PR #2255, opened 2023-04-15
NativeAOT-LLVM: Merge to apr 15 

yowl:
This gets us nearly up to date.   Bit of a long one, notable changes:

- Add `m_RIP` to `PInvokeTransitionFrame` for `USE_PORTABLE_HELPERS`
- Move GetHijackedReturnAddress to `FEATURE_HIJACK` - upstream issue?
- Add `CORINFO_HELP_NEW_MDARR_RARE` with same sig as `CORINFO_HELP_NEW_MDARR`
- Replace `gtGetStructHandle` with `node->GetLayout(_compiler)->GetClassHandle();`
- Reolace `GT_OBJ` with `GT_BLK`
- Delete code handling `TYP_BLK`
- Replace `GT_LCL_VAR_ADDR` and `GT_LCL_FLD_ADDR` with `GT_LCL_ADDR`
- Add `ret void` for `BBJ_EHFAULTRET`
- Exclude tests `GenerateUnmanagedEntryPoints` and `CustomMain` although it might be possible to make at least `CustomMain` pass
- Remove linux builds, are failing to `build tests` with lots of
```
ld.lld : error : unable to find library -lz [/__w/1/s/src/tests/nativeaot/SmokeTests/FrameworkStrings/Baseline.csproj] [/__w/1/s/src/tests/build.proj]
```
I tried in WSL/Ubuntu and they are fine, any suggestions appreciated.

- Turn off `INCREMENTAL` for the linker.  It was erroring for me - not compatible with `/DEBUGTYPE`
- Exclude `PHASE_EXPAND_STATIC_INIT` Some snippets about that follow:
```
@__NonGCStaticBase_S_P_CoreLib_System_Environment__DATA = global [6 x ptr] [ptr @S_P_CoreLib_System_Environment___cctor, ptr null, ptr null, ptr null, ptr null, ptr null]
```
For reference this is the LLVM that was produced and caused a `memory access out of bounds`.  Haven't looked to closely except to note that there are a lot of nulls in the symbol.
```llvm
define void @S_P_CoreLib_System_Environment___cctor(ptr %0) !dbg !20386 {
BB00:
  br label %BB04

BB04:                                             ; preds = %BB00
  store ptr null, ptr %0, align 4
  br label %BB01, !dbg !20387

BB01:                                             ; preds = %BB04
  %1 = load i32, ptr inttoptr (i32 add (i32 ptrtoint (ptr @__NonGCStaticBase_S_P_CoreLib_System_Environment to i32), i32 -4) to ptr), align 4, !dbg !20387
  %2 = icmp ne i32 %1, 0, !dbg !20387
  br i1 %2, label %BB02, label %BB03.1, !dbg !20387

BB02:                                             ; preds = %BB01
  %3 = getelementptr i8, ptr %0, i32 4, !dbg !20387
  %4 = call ptr @__GetNonGCStaticBase_S_P_CoreLib_System_Environment(ptr %3), !dbg !20387
  br label %BB03.1, !dbg !20387

BB03.1:                                           ; preds = %BB02, %BB01
  store ptr inttoptr (i32 add (i32 ptrtoint (ptr @__NonGCStaticBase_S_P_CoreLib_System_Environment to i32), i32 4) to ptr), ptr %0, align 4, !dbg !20387
  %5 = getelementptr i8, ptr %0, i32 4, !dbg !20387
  call void @RhpSetShadowStackTop(ptr %5), !dbg !20387
  %6 = call i32 @RhGetProcessCpuCount(), !dbg !20387
  %7 = load ptr, ptr %0, align 4, !dbg !20387
  %8 = icmp ult ptr %7, inttoptr (i32 1024 to ptr), !dbg !20387
  br i1 %8, label %BB05, label %BB03.2, !dbg !20387

BB03.2:                                           ; preds = %BB03.1
  store i32 %6, ptr %7, align 4, !dbg !20387
  ret void, !dbg !20387

BB05:                                             ; preds = %BB03.1
  %9 = getelementptr i8, ptr %0, i32 4, !dbg !20387
  call void @S_P_CoreLib_Internal_Runtime_CompilerHelpers_ThrowHelpers__ThrowNullReferenceException(ptr %9), !dbg !20387
  unreachable, !dbg !20387
}
```

cc @dotnet/nativeaot-llvm


yowl:
@SingleAccretion A question about https://github.com/dotnet/runtime/blob/main/src/coreclr/jit/flowgraph.cpp#L2683  and the call to `lvaSetStruct`.  In 

https://github.com/dotnet/runtimelab/blob/cd6f3ffcabe63f7a9ce2cb9f47e7dead2ad538c8/src/coreclr/jit/llvmlower.cpp#L439-L456

We have this code where we decide the offsets based on, currently `varDsc->TypeGet() == TYP_BLK`, however that is no longer the case as we have `TYP_STRUCT`.  Should I be doing the same `padOffset`, etc, based on a non null  `classHandle`?

Thanks

SingleAccretion:
Yes - `TYP_BLK` locals are now struct locals with a block layout.

yowl:
Have a problem with this dump, 
[EGitHubruntimelabartifactsbincoreclrwindows.x64.Debugilcnet8.0ilc.exe.txt](https://github.com/dotnet/runtimelab/files/11256289/EGitHubruntimelabartifactsbincoreclrwindows.x64.Debugilcnet8.0ilc.exe.txt)

Funclet with index 1 is not generated as the starting block `BB14` has no immediate dominator in `bbIDom`.  Then when `BB21` is up for code gen it fails to find the LLVM function.

Edit: resovled.

src/coreclr/jit/compiler.cpp
```diff
@@ -5087,14 +5075,18 @@ void Compiler::compCompile(void** methodCodePtr, uint32_t* methodCodeSize, JitFl
     optLoopsRequirePreHeaders = false;
 
 #ifdef DEBUG
+#ifndef TARGET_WASM
     DoPhase(this, PHASE_STRESS_SPLIT_TREE, &Compiler::StressSplitTree);
+#endif // !TARGET_WASM
```
SingleAccretion: Why `#ifdef` this out?

src/coreclr/jit/compiler.cpp
```diff
@@ -5087,14 +5075,18 @@ void Compiler::compCompile(void** methodCodePtr, uint32_t* methodCodeSize, JitFl
...
 #endif
 
     // Expand runtime lookups (an optimization but we'd better run it in tier0 too)
     DoPhase(this, PHASE_EXPAND_RTLOOKUPS, &Compiler::fgExpandRuntimeLookups);
 
+#ifndef TARGET_WASM
     // Partially inline static initializations
     DoPhase(this, PHASE_EXPAND_STATIC_INIT, &Compiler::fgExpandStaticInit);
+#endif // !TARGET_WASM
```
SingleAccretion: We should file an issue to re-enable this.

src/coreclr/jit/llvmcodegen.cpp
```diff
@@ -325,10 +325,17 @@ void Llvm::generateBlocks()
...
-        // Walk all the exceptional code blocks and generate them, since they don't appear in the normal flow graph.
+        // Walk all the exceptional code blocks and generate them since they don't appear in the normal flow graph.
         for (Compiler::AddCodeDsc* add = _compiler->fgGetAdditionalCodeDescriptors(); add != nullptr; add = add->acdNext)
         {
-            generateBlock(add->acdDstBlk);
+            // if the LLVM function was not created due to the first block not being reachable
+            // or the exceptional code block is part of a try that was not reachable,
+            // then don't generate the exceptional code block
+            if (m_functions[getLlvmFunctionIndexForBlock(add->acdDstBlk)].LlvmFunction != nullptr &&
+                !(add->acdDstBlk->hasTryIndex() && m_EHDispatchLlvmBlocks[add->acdDstBlk->getTryIndex()] == nullptr))
```
SingleAccretion: Is it a correctness problem if we remove the second condition (pertaining to unreachable `try`s)?

It would be best to not leak the EH details too much.

src/coreclr/jit/llvmlower.cpp
```diff
@@ -61,7 +61,7 @@ void Llvm::lowerSpillTempsLiveAcrossSafePoints()
                 break;
             case TYP_STRUCT:
                 // This case should be **very** rare if at all possible. Just use a new local.
-                structHandle = _compiler->gtGetStructHandle(node);
+                structHandle = node->GetLayout(_compiler)->GetClassHandle();
```
SingleAccretion, line 65:
```suggestion
                // TODO-LLVM: switch this logic to use layouts instead of handles.
                structHandle = node->GetLayout(_compiler)->GetClassHandle();
```

src/coreclr/jit/llvmlower.cpp
```diff
@@ -437,7 +434,7 @@ void Llvm::assignShadowStackOffsets(std::vector<LclVarDsc*>& shadowStackLocals,
 
     unsigned offset = 0;
     auto assignOffset = [this, &offset](LclVarDsc* varDsc) {
-        if (varDsc->TypeGet() == TYP_BLK)
+        if (varDsc->TypeGet() == TYP_STRUCT && varDsc->GetLayout()->IsBlockLayout())
```
```suggestion
        if ((varDsc->TypeGet() == TYP_STRUCT) && varDsc->GetLayout()->IsBlockLayout())
```

src/coreclr/jit/llvmlower.cpp
```diff
@@ -448,12 +445,13 @@ void Llvm::assignShadowStackOffsets(std::vector<LclVarDsc*>& shadowStackLocals,
...
             CorInfoType corInfoType = toCorInfoType(varDsc->TypeGet());
-            CORINFO_CLASS_HANDLE classHandle = varTypeIsStruct(varDsc) ? varDsc->GetStructHnd() : NO_CLASS_HANDLE;
+            CORINFO_CLASS_HANDLE classHandle =
+                varTypeIsStruct(varDsc) ? varDsc->GetLayout()->GetClassHandle() : NO_CLASS_HANDLE;
 
             offset = padOffset(corInfoType, classHandle, offset);
             varDsc->SetStackOffset(offset);
             offset = padNextOffset(corInfoType, classHandle, offset);
-        }
+        }
```
```suggestion
        }
```

src/coreclr/jit/llvmlower.cpp
```diff
@@ -507,12 +505,12 @@ void Llvm::initializeLocalInProlog(unsigned lclNum, GenTree* value)
     LclVarDsc* varDsc = _compiler->lvaGetDesc(lclNum);
     JITDUMP("Adding initialization for V%02u, %s:\n", lclNum, varDsc->lvReason);
 
-    // TYP_BLK locals have to be handled specially as they can only be referenced indirectly.
+    // Block layout struct locals have to be handled specially as they can only be referenced indirectly.
```
```suggestion
```
They no longer need to be, we can simplify this code to always create `STORE_LCL_VAR` now.

src/coreclr/jit/llvmlower.cpp
```diff
@@ -930,7 +922,7 @@ void Llvm::lowerStoreBlk(GenTreeBlk* storeBlkNode)
         }
         else
         {
-            CORINFO_CLASS_HANDLE srcHandle = _compiler->gtGetStructHandleIfPresent(src);
+            CORINFO_CLASS_HANDLE srcHandle = src->GetLayout(_compiler)->GetClassHandle();
```
SingleAccretion, line 915:
```suggestion
            // TODO-LLVM: switch this logic to use layouts.
            CORINFO_CLASS_HANDLE srcHandle = src->GetLayout(_compiler)->GetClassHandle();
```

src/coreclr/nativeaot/BuildIntegration/Microsoft.DotNet.ILCompiler.SingleEntry.targets
```diff
@@ -91,22 +56,13 @@
...
-      <IlcHostPackagePath Condition="'%(PackageDefinitions.Name)' == '$(IlcHostPackageName)'">%(PackageDefinitions.ResolvedPath)</IlcHostPackagePath>
-=======
   <Target Name="ImportRuntimeIlcPackageTarget" Condition="'$(BuildingFrameworkLibrary)' != 'true' and '$(PublishAot)' == 'true' and $(IlcCalledViaPackage) == 'true'" DependsOnTargets="$(ImportRuntimeIlcPackageTargetDependsOn)" BeforeTargets="Publish">
     <Error Condition="'@(ResolvedILCompilerPack)' == ''" Text="The ResolvedILCompilerPack ItemGroup is required for target ImportRuntimeIlcPackageTarget" />
 
     <PropertyGroup>
       <IlcHostPackagePath Condition="'@(ResolvedILCompilerPack)' == '$(_hostPackageName)'">@(ResolvedILCompilerPack->'%(PackageDirectory)')</IlcHostPackagePath>
       <RuntimePackagePath Condition="'@(ResolvedTargetILCompilerPack)' == '$(_targetPackageName)'">@(ResolvedTargetILCompilerPack->'%(PackageDirectory)')</RuntimePackagePath>
       <RuntimePackagePath Condition="'@(ResolvedTargetILCompilerPack)' == ''">@(ResolvedILCompilerPack->'%(PackageDirectory)')</RuntimePackagePath>
```
SingleAccretion: I think this will break publishing as we rely on the `PackageDefinitions`-based mechanism.

I would recommend explicitly overriding this target below s.t. we don't have to deal with the conflicts every time:
```
<Target Name="ImportRuntimeIlcPackageTarget" ... /> # Upstream target

<PropertyGroup>
  <!-- EmitLegacyAssetsFileItems tells the SDK to generate PackageDefinitions -->
  <EmitLegacyAssetsFileItems>true</EmitLegacyAssetsFileItems>
</PropertyGroup>

<Target Name="ImportRuntimeIlcPackageTarget" ... /> # Same target name, NativeAOT-LLVM version
```
Would also recommend to do the same with `GenerateILCompilerExplicitPackageReferenceWarning` (which would just be an empty target).

src/coreclr/tools/aot/ILCompiler.LLVM/CodeGen/LLVMObjectWriter.cs
```diff
@@ -118,7 +118,7 @@ public static void EmitObject(string objectFilePath, IEnumerable<DependencyNode>
 
                     ObjectData nodeContents = node.GetData(factory);
 
-                    dumper?.DumpObjectNode(factory.NameMangler, node, nodeContents);
+                    dumper?.DumpObjectNode(factory, node, nodeContents);
 #if DEBUG
                     foreach (ISymbolNode definedSymbol in nodeContents.DefinedSymbols)
                     {
```
SingleAccretion, line 124: I would expect that we need to adjust our static cctor trigger code after [#83937](https://github.com/dotnet/runtime/pull/83937).

src/coreclr/tools/aot/ILCompiler.LLVM/CodeGen/LLVMObjectWriter.cs
```diff
@@ -884,7 +884,11 @@ private LLVMValueRef OutputCodeForGetGenericDictionary(LLVMBuilderRef builder, L
             ReadyToRunGenericHelperNode node, GenericLookupResult lookup, LLVMValueRef dictionary)
         {
             // Find the generic dictionary slot
-            int dictionarySlot = factory.GenericDictionaryLayout(node.DictionaryOwner).GetSlotForEntry(lookup);
+            if (!factory.GenericDictionaryLayout(node.DictionaryOwner)
+                    .TryGetSlotForEntry(lookup, out int dictionarySlot))
+            {
+                throw new Exception($"Failed to find slot entry in generic dictionary layout ${node.DictionaryOwner.GetDisplayName()}, entry {lookup}");
+            }
```
SingleAccretion: If I am reading https://github.com/dotnet/runtime/pull/82591 right, we're supposed to return a `null` pointer in this case.

src/libraries/externals.csproj
```diff
@@ -72,11 +72,7 @@
   <Target Name="OverrideRuntimeCoreCLR"
           DependsOnTargets="ResolveRuntimeFilesFromLocalBuild"
           AfterTargets="AfterResolveReferences"
-<<<<<<< HEAD
-          Condition="'$(RuntimeFlavor)' != 'Mono' and '$(TestNativeAot)' != 'true' and '$(ClrNativeAot)' != 'true'">
-=======
           Condition="'$(RuntimeFlavor)' != 'Mono' and '$(UseNativeAotCoreLib)' != 'true'">
->>>>>>> runtime/main
```
SingleAccretion: I think we can delete `ClrNativeAot` now.

src/tests/nativeaot/SmokeTests/UnitTests/Delegates.cs
```diff
@@ -51,12 +51,10 @@ public static int Run()
             result = Fail;
         }
 
-<<<<<<< HEAD
 #if !CODEGEN_WASM // TODO-LLVM: fails trying to create a thread. We need correct TryEnsureSufficientExecutionStack.
-=======
->>>>>>> runtime/main
         TestLinqExpressions.Run();
         TestDefaultInterfaceMethods.Run();
```
SingleAccretion: Does `TestDefaultInterfaceMethods` not work? Bit surprising.

src/coreclr/jit/compiler.cpp
yowl: Done,

src/coreclr/jit/llvmcodegen.cpp
yowl: Without this check it fails at 
```
 	clrjit_browser_wasm32_x64.dll!llvm::BasicBlock::getParent() Line 105	C++
	clrjit_browser_wasm32_x64.dll!Llvm::emitCallOrInvoke(llvm::FunctionCallee callee, llvm::ArrayRef<llvm::Value *> args) Line 2526	C++
 	clrjit_browser_wasm32_x64.dll!Llvm::buildCall(GenTreeCall * call) Line 1871	C++
 	clrjit_browser_wasm32_x64.dll!Llvm::visitNode(GenTree * node) Line 1088	C++
 	clrjit_browser_wasm32_x64.dll!Llvm::generateBlock(BasicBlock * block) Line 361	C++
 	clrjit_browser_wasm32_x64.dll!Llvm::generateBlocks() Line 339	C++
 	clrjit_browser_wasm32_x64.dll!Llvm::Compile() Line 29	C++
 	clrjit_browser_wasm32_x64.dll!Compiler::compCompile::__l2::<lambda_5>::operator()() Line 5182	C++
 	clrjit_browser_wasm32_x64.dll!ActionPhase<`Compiler::compCompile'::`2'::<lambda_5>>::DoPhase() Line 65	C++
```
because 
```cpp
catchLlvmBlock = m_EHDispatchLlvmBlocks[getCurrentProtectedRegionIndex()];
```
returns null.  However we can just put a `if (catchLlvmBlock != nullptr)` around the code that sets `catchLlvmBlock` to `nullptr` and it is fine with that.  I'll put that in the next commit

src/coreclr/jit/compiler.cpp
yowl: Forgot to come back to this.  it was just an assert that used `codegen` that was a problem, have isolated that with `#if` instead in the next commit

src/coreclr/tools/aot/ILCompiler.LLVM/CodeGen/LLVMObjectWriter.cs
yowl: I don't think so as this is the code to create the dictionary lookup (e.g from a type at runtime), its not called by the jit during compilation, @MichalStrehovsky what do you think?

src/tests/nativeaot/SmokeTests/UnitTests/Delegates.cs
yowl: it is working, reinstated.

src/libraries/externals.csproj
yowl: Removed, thanks.

src/coreclr/tools/aot/ILCompiler.LLVM/CodeGen/LLVMObjectWriter.cs
yowl: yes, that is odd.  Whether I change the test for initialized to 1 or 0 seems to make no difference.  Have changed it to 0 to match x64 and others.

Edit.  I also tried to create a test that would fail, but couldn't.  Left the test in anywaty

src/coreclr/tools/aot/ILCompiler.LLVM/CodeGen/LLVMObjectWriter.cs
MichalStrehovsky: If I understand this correctly, this code is the equivalent of the assembly we emit in `ReadyToRunGenericHelperNode` - I would expect this to generate null lookup instead of throwing.

It might only be reachable when running with `--scan` but not `-O`. It's certainly a corner case. Adding a comment to the exception with a link to dotnet/runtime#82591 might be enough.

yowl: Thanks, I stand corrected.  Now returns null.

src/coreclr/tools/aot/ILCompiler.LLVM/CodeGen/LLVMObjectWriter.cs
yowl: I think this is ok.  It doesn't seem to make any difference because `CheckStaticClassConstruction` has its own check for 0 so will return immediately anyway.  This is just an earlier check to save that call, but if it is wrong the cctor is not run again anyway.  There is perhaps a small edge problem with using 1 as a marker that another thread is running the cctor, in that 1 is a valid method table index for wasm (as is 0).  Its possible that those indicies are valid `cctorMethodAddress` although in practice I think many other functions are going to be created before the compiler gets to a cctor.

src/coreclr/nativeaot/BuildIntegration/Microsoft.DotNet.ILCompiler.SingleEntry.targets
yowl: Done, thanks

src/coreclr/jit/llvmlower.cpp
yowl: Indeed, removed, thanks!

src/coreclr/jit/llvmcodegen.cpp
yowl: Now removed the second condition and added a guard to the nulling of `catchLlvmBlock` in `emitCallOrInvoke`

yowl:
This looks ok for a second review I think. The last commit is just the removal of a comment that was no longer correct, so this should go green.  Thanks

eng/native/configurecompiler.cmake
```diff
@@ -85,6 +85,8 @@ if (MSVC)
     set(CMAKE_EXE_LINKER_FLAGS "${CMAKE_EXE_LINKER_FLAGS} /sourcelink:${CLR_SOURCELINK_FILE_PATH}")
   endif(EXISTS ${CLR_SOURCELINK_FILE_PATH})
 
+  add_linker_flag(/INCREMENTAL:NO) # Not compatible with /DEBUGTYPE
```
SingleAccretion: Does this means `./build clr.jit` will always rebuild all the files? It is very worrying of so.

Why doesn't upstream hit incompatibility error?

src/coreclr/nativeaot/BuildIntegration/Microsoft.DotNet.ILCompiler.SingleEntry.targets
```diff
@@ -73,44 +43,54 @@
...
+    <PropertyGroup>
+      <HostOSIdentifier Condition="$([MSBuild]::IsOSPlatform('OSX'))">osx</HostOSIdentifier>
+      <HostOSIdentifier Condition="$([MSBuild]::IsOSPlatform('WINDOWS'))">win</HostOSIdentifier>
+      <HostOSIdentifier Condition="'$(HostOSIdentifier)' == ''">linux</HostOSIdentifier>
+
+      <!-- Default to host that matches OS architecture on Windows. It allows compilation using msbuild.exe that is x86 by default -->
+      <IlcHostArch Condition="'$(OS)' == 'Windows_NT' and '$(IlcHostArch)' == ''">$([System.Runtime.InteropServices.RuntimeInformation]::OSArchitecture.ToString().ToLowerInvariant)</IlcHostArch>
+      <!-- Default to host that matches SDK architecture on non-Windows -->
+      <IlcHostArch Condition="'$(IlcHostArch)' == ''">$([System.Runtime.InteropServices.RuntimeInformation]::ProcessArchitecture.ToString().ToLowerInvariant)</IlcHostArch>
+      <IlcHostPackageName>runtime.$(HostOSIdentifier)-$(IlcHostArch).Microsoft.DotNet.ILCompiler.LLVM</IlcHostPackageName>
```
SingleAccretion: Hmm, is there a need to duplicate `HostOSIdentifier` calculations instead of using `_hostOS`? I don't think we need to go quite that far in duplicating if not.

src/coreclr/nativeaot/BuildIntegration/Microsoft.DotNet.ILCompiler.SingleEntry.targets
```diff
@@ -73,44 +43,54 @@
...
+
+      <IlcHostPackagePath Condition="'%(PackageDefinitions.Name)' == '$(IlcHostPackageName)'">%(PackageDefinitions.ResolvedPath)</IlcHostPackagePath>
+      <RuntimePackagePath Condition="'%(PackageDefinitions.Name)' == 'runtime.browser-wasm.Microsoft.DotNet.ILCompiler.LLVM'">%(PackageDefinitions.ResolvedPath)</RuntimePackagePath>
```
SingleAccretion:
```suggestion
      <RuntimePackagePath Condition="'%(PackageDefinitions.Name)' == '$(_targetPackageName)'">%(PackageDefinitions.ResolvedPath)</RuntimePackagePath>
```

src/coreclr/jit/llvmcodegen.cpp
```diff
@@ -2514,17 +2518,21 @@ llvm::CallBase* Llvm::emitCallOrInvoke(llvm::FunctionCallee callee, ArrayRef<Val
...
-        // Protected region index that is set in the emit context refers to the "logical" enclosing
-        // protected region, i. e. the one before funclet creation. But we do not need to (in fact,
-        // cannot) emit an invoke targeting block inside a different LLVM function.
-        if (catchLlvmBlock->getParent() != getCurrentLlvmFunction())
-        {
-            catchLlvmBlock = nullptr;
-        }
-        // No need to invoke no-throw functions.
-        else if (llvm::isa<Function>(callee.getCallee()) && llvm::cast<Function>(callee.getCallee())->doesNotThrow())
+        if (catchLlvmBlock != nullptr)
```
SingleAccretion: Hmm, the state where we have a protected region without a dispatch block is arguably worse than checking that the protected region was unreachable...

I think I've come to a solution that lets us deal with dead throw helper blocks robustly:
1) In `emitJumpToThrowHelper` mark them: `throwBlock->bbFlags |= BBF_MARKED;`.
2) In the loop over additional code descriptors, check for the mark.

The we don't need to involve EH here at all.

src/coreclr/nativeaot/BuildIntegration/Microsoft.DotNet.ILCompiler.SingleEntry.targets
yowl: Thanks

eng/native/configurecompiler.cmake
yowl: I think this only happens with `-msbuild`.  I think this is the same: https://github.com/dotnet/runtime/issues/64082

src/coreclr/nativeaot/BuildIntegration/Microsoft.DotNet.ILCompiler.SingleEntry.targets
yowl: Indeed not, removed.

src/coreclr/jit/llvmcodegen.cpp
yowl: I'm not sure I've removed everything that can be, but have added the flag and checked it before `generateBlock`

src/coreclr/jit/llvmcodegen.cpp
```diff
@@ -325,10 +325,16 @@ void Llvm::generateBlocks()
...
 
-        // Walk all the exceptional code blocks and generate them, since they don't appear in the normal flow graph.
+        // Walk all the exceptional code blocks and generate them since they don't appear in the normal flow graph.
         for (Compiler::AddCodeDsc* add = _compiler->fgGetAdditionalCodeDescriptors(); add != nullptr; add = add->acdNext)
         {
-            generateBlock(add->acdDstBlk);
+            // if the LLVM function was not created due to the first block not being reachable
+            // then don't generate the exceptional code block
+            if ((add->acdDstBlk->bbFlags & BBF_MARKED) > 0 &&
+                m_functions[getLlvmFunctionIndexForBlock(add->acdDstBlk)].LlvmFunction != nullptr)
```
```suggestion
            if ((add->acdDstBlk->bbFlags & BBF_MARKED) != 0)
```

src/coreclr/jit/llvmcodegen.cpp
```diff
@@ -2522,7 +2528,8 @@ llvm::CallBase* Llvm::emitCallOrInvoke(llvm::FunctionCallee callee, ArrayRef<Val
             catchLlvmBlock = nullptr;
         }
         // No need to invoke no-throw functions.
-        else if (llvm::isa<Function>(callee.getCallee()) && llvm::cast<Function>(callee.getCallee())->doesNotThrow())
+        else if (llvm::isa<Function>(callee.getCallee()) &&
+                 llvm::cast<Function>(callee.getCallee())->doesNotThrow())
```
```suggestion
        else if (llvm::isa<Function>(callee.getCallee()) && llvm::cast<Function>(callee.getCallee())->doesNotThrow())
```

src/coreclr/nativeaot/BuildIntegration/Microsoft.DotNet.ILCompiler.SingleEntry.targets
```diff
@@ -73,44 +43,50 @@
...
+    <PropertyGroup>
+      <!-- Default to host that matches OS architecture on Windows. It allows compilation using msbuild.exe that is x86 by default -->
+      <IlcHostArch Condition="'$(OS)' == 'Windows_NT' and '$(IlcHostArch)' == ''">$([System.Runtime.InteropServices.RuntimeInformation]::OSArchitecture.ToString().ToLowerInvariant)</IlcHostArch>
+      <!-- Default to host that matches SDK architecture on non-Windows -->
+      <IlcHostArch Condition="'$(IlcHostArch)' == ''">$([System.Runtime.InteropServices.RuntimeInformation]::ProcessArchitecture.ToString().ToLowerInvariant)</IlcHostArch>
+      <IlcHostPackageName>runtime.$(_hostOS)-$(IlcHostArch).Microsoft.DotNet.ILCompiler.LLVM</IlcHostPackageName>
+
+      <IlcHostPackagePath Condition="'%(PackageDefinitions.Name)' == '$(IlcHostPackageName)'">%(PackageDefinitions.ResolvedPath)</IlcHostPackagePath>
+      <RuntimePackagePath Condition="'%(PackageDefinitions.Name)' == '$(_targetPackageName)'">%(PackageDefinitions.ResolvedPath)</RuntimePackagePath>
+    </PropertyGroup>
```
SingleAccretion:
```suggestion
      <IlcHostPackagePath Condition="'%(PackageDefinitions.Name)' == '$(_hostPackageName)'">%(PackageDefinitions.ResolvedPath)</IlcHostPackagePath>
      <RuntimePackagePath Condition="'%(PackageDefinitions.Name)' == '$(_targetPackageName)'">%(PackageDefinitions.ResolvedPath)</RuntimePackagePath>
    </PropertyGroup>
```
(If there is no reason for it not to work)

yowl: Yes, that looks fine, thanks.

yowl:
LLVM install failed

SingleAccretion (approved):
Thank you!

jkotas:
Thank you all!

• DIRECTIONS FOR THIS TASK: Only the lines containing "fails" are needed; pull them out of the listing.

• RESPONSE:
Funclet with index 1 is not generated as the starting block `BB14` has no immediate dominator in `bbIDom`.  Then when `BB21` is up for code gen it fails to find the LLVM function.
 #if !CODEGEN_WASM // TODO-LLVM: fails trying to create a thread. We need correct TryEnsureSufficientExecutionStack.
yowl: Without this check it fails at 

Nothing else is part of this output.